Instanciate a chunk insided a mapped function in order to construct a dask array from scratch?

Instanciate a chunk insided a mapped function in order to construct a dask array from scratch?

Context

Hello,

I create this topic regarding the creation of a dask array from scratch. I read the documentation article
Array Creation and saw an example in the
section Often it is substantially faster to use da.map_blocks rather than da.stack. Note that the example
is unrelated at first to this topic, but show an interesting use of dask.

Indeed, the example constructs a dask array by calling map_blocks from dask (da.) directly rather than from an existing dask array.

An advantage of this method is that since the chunk is created inside of the function, instead of received
as an immutable argument (like in the case of a chunk received from the call of map_blocks on a dask array),
the chunk is writeable and we have full control over it. It can be useful for functions that takes references
of empty numpy arrays that are meant to be filled (written in-place).

The code below is adapted from the code snippet in Dask documentation on Array Creation below the sentence Often it is substantially faster to use da.map_blocks rather than da.stack:

from typing import Any
import numpy as np
import dask.array as da
import numpy.typing as npt


def read_one_image(block_id: tuple[int, int]) -> npt.NDArray[Any]:
    new_chunk_numpy_array = block_id[0] * 10 + block_id[1] * np.ones((2, 2), dtype=np.uint8)
    return new_chunk_numpy_array


dask_array = da.map_blocks(
    read_one_image,
    dtype=np.uint8,
    chunks=((2, 2), (2, 2)),
)

print(dask_array)
dask.array<read_one_image, shape=(4, 4), dtype=uint8, chunksize=(2, 2), chunktype=numpy.ndarray>
numpy_array = dask_array.compute()
print(numpy_array)
[[ 0  0  1  1]
 [ 0  0  1  1]
 [10 10 11 11]
 [10 10 11 11]]

Here are three questions:

(1) Is it a good practice to initiate such arrays from scratch? My intuition is that it is the only way, eg when reading
from multi-file datasets (like chunked Zarr arrays). If you have some examples of code instanciating such dask arrays
from scratch, it would be useful!

(2) If (1) is OK, I assume such mutability can only be used at the start of the processing chain, eg, the initial
functions creating the dask array, but then. We have one shot upon the array instanciation.

(3) The only other way to mutate in-place a chunk of a dask array would be not to mutate it, but instead instanciating
a copy of it with .copy() (if (1) is OK) at the start of the function that is mapped, applying computation on it and
returning it, inside of the original chunk. This leads to more memory usage (the cost of immutability), and should be
the last resort if dask functions are not enough?
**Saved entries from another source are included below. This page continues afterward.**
PR #732, opened 2025-09-23
uplift tt-metal llama 70b glx, fix vllm overrides

tstescoTT:
# change log

* uplift tt-metal llama 70b glx, fix vllm overrides

### DIFF
--- a/workflows/model_spec.py
+++ b/workflows/model_spec.py
@@ -613,6 +613,12 @@ class ModelSpec:
                 "override_tt_config",
                 json.loads(args.override_tt_config),
             )
+            # Update vllm_args to include the new override_tt_config
+            merged_vllm_args = {
+                **self.device_model_spec.vllm_args,
+                "override_tt_config": args.override_tt_config,
+            }
+            object.__setattr__(self.device_model_spec, "vllm_args", merged_vllm_args)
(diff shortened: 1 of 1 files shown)


tstescoTT:
> 1. ah, does this mean we weren't setting the override tt config in the vLLM CLI? (this could explain why @stisiTT your DP experiments weren't working)
> 2. do these uplifted commits include the new batch prefill work?

1. Could be the case! not sure how those were being run.
2. Yes it should, however I'm not sure that's being enabled fully. In particular, this is with ring distributed SDPA which gives a prefill boost to high ISL: https://github.com/tenstorrent/tt-metal/commit/4dcc88f813a3208d7f7cfdcf92bf34686d709824
The performance needs further characterization in decode and there is a patch required in https://github.com/tenstorrent/tt-metal/commit/d8073ed500c7a66a3faff9dd3045ff9456531795.

This is maybe a little too cutting-edge given the current way we are using `dev`, but I want to push forward on Llama 70B Galaxy given the other known issues. Also want to move towards the Model Release process and publish release images + model_spec.py changes more frequently.

bgoelTT:
Sounds good, I believe the batched prefill changes only kick in for certain ISL sizes at this moment. I think this happens transparently.

PR #755, opened 2025-09-26
Speaker-Aware VAD Segment Merging with Duration Limit for Whisper

ztorlakTT:
This PR introduces a new method, `_merge_vad_segments_by_speaker_and_duration`, in `AudioManager` to create Whisper input chunks that respect both speaker boundaries and a maximum duration. Chunks are merged up to a target duration (default 30s).
This approach improves Whisper performance by providing speaker-consistent, optimally sized audio segments for transcription.

### DIFF
--- a/tt-media-server/model_services/base_service.py
+++ b/tt-media-server/model_services/base_service.py
@@ -82,13 +82,8 @@ class BaseService(ABC):
             self.scheduler.result_futures[request._task_id] = future
             
         try:
-            result = await asyncio.wait_for(future, timeout=settings.default_inference_timeout_seconds)
+            result = await future
             return result
-        except asyncio.TimeoutError:
-            self.logger.error(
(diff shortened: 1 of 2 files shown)


tt-media-server/model_services/base_service.py
```diff
@@ -77,15 +77,23 @@ async def pre_process(self, request):
...
-        self.scheduler.result_futures[request._task_id] = future
+        
+        with self.scheduler.result_futures_lock:
+            self.scheduler.result_futures[request._task_id] = future
+            
         try:
-            result = await future
+            result = await asyncio.wait_for(future, timeout=settings.default_inference_timeout_seconds)
             return result
+        except asyncio.TimeoutError:
```
idjuricTT, line 87: This is redundant to the timeout we have on a device runner level

idjuricTT (approved):

PR #800, opened 2025-10-02
Increase timeout for YOLOv4 weight distribution

changh95:
# Background

When running YOLOv4 on tt-media-server, there is a timeout limit on the weight distribution stage.

This was set to 120 seconds originally.

But this was not enough when running it on N300 cloud VM.

# Action

We set the timeout value to a generous amount - 300 seconds.

# Results

Works now 👍 

image


changh95:
@tstescoTT My bad! Fixed now.

idjuricTT (approved):

ztorlakTT (approved):

PR #2163, opened 2026-02-20
Benchmark cpp server using vllm bench serve

dmadicTT:


.github/workflows/test-gate.yml
```diff
@@ -565,49 +563,93 @@ jobs:
...
-          TEST_RUNNER_FREQUENCY_MS: "1"
+          OPENAI_API_KEY: 'your-secret-key'
         run: |
-          pytest performance_tests/test_llm_streaming.py -sv 2>&1 | tee test_output.txt
-          TEST_EXIT_CODE=${PIPESTATUS[0]}
+          RESULT_FILE="vllm-bench-result.json"
+          vllm bench serve \
+            --model 'deepseek-ai/DeepSeek-V3.2' \
+            --backend vllm \
+            --endpoint /v1/completions \
```
ljovanovicTT: Do we want to focus on `/v1/chat/completions` if that endpoint is the target?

Concrete real-life problem: adapting legacy python code using Numpy

One use case a Dask user might face is adapting an existing code base written in Python, that is making extensive use
of in-place assignments in mutable Numpy arrays. Such logic breaks real fast when replacing the original Numpy
arrays by Dask arrays. Having some guidance on how to deal with such situations might lower significantly
the barrier of entry to Dask. I looked for such page on the documentation but do not exist (yet?)

Links

dask.array.Array.copy

Copy array. This is a no-op for dask.arrays, which are immutable


Why is it undesirable for delayed functions to mutate inputs?

General justification of having immutable inputs (listed in the doc Don’t mutate inputs for Delayed, but I assume this is also true for Dask collections like Dask arrays)


Allowing setitem-like operation on dask array #2000

and

Assignment

This documentation page shows various forms of assignment supported by dask arrays. It is related to the topic
as it lists only ways to “update” a Dask array (more precisely, adding another operation on top the dask graph).

I initially saw map_blocks as a way to have full control over the received chunk, which was a misunderstanding,
since the chunks are immutable according to my current understanding.

1 Like

Hello again,

Well it’s definitely not a bad practice, but it depends on your use case!

I’m not sure I understand your point here. If you instanciate with Zarr, why not use from_zarr?

Probably, but as mentioned in your other topic, things are still unclear to me.

With that, you’re sure that you’ll don’t get any trouble.